TASK PROMPT
From the records below, copy each line in which the string "think" occurs.

RECORDS PROVIDED

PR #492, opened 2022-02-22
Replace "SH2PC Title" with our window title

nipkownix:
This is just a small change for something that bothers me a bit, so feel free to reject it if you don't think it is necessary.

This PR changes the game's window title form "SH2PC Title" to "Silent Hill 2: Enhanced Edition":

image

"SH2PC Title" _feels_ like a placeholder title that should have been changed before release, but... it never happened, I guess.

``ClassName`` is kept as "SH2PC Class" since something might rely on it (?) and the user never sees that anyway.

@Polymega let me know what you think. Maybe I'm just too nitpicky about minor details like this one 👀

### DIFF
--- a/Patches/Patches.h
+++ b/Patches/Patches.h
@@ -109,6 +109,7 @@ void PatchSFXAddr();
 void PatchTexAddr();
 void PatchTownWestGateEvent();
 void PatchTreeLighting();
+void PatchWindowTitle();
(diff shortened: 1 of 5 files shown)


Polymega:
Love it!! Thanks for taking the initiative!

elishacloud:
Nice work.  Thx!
...
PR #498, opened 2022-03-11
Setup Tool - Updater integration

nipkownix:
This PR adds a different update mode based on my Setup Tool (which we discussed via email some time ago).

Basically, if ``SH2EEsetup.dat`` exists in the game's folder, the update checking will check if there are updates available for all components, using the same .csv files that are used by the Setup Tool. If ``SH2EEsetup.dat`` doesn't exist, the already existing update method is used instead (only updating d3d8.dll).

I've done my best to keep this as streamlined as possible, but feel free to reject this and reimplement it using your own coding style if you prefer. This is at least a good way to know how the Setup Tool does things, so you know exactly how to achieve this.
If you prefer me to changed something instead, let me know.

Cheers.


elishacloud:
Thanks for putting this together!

RESPONSE
This is just a small change for something that bothers me a bit, so feel free to reject it if you don't think it is necessary.
@Polymega let me know what you think. Maybe I'm just too nitpicky about minor details like this one 👀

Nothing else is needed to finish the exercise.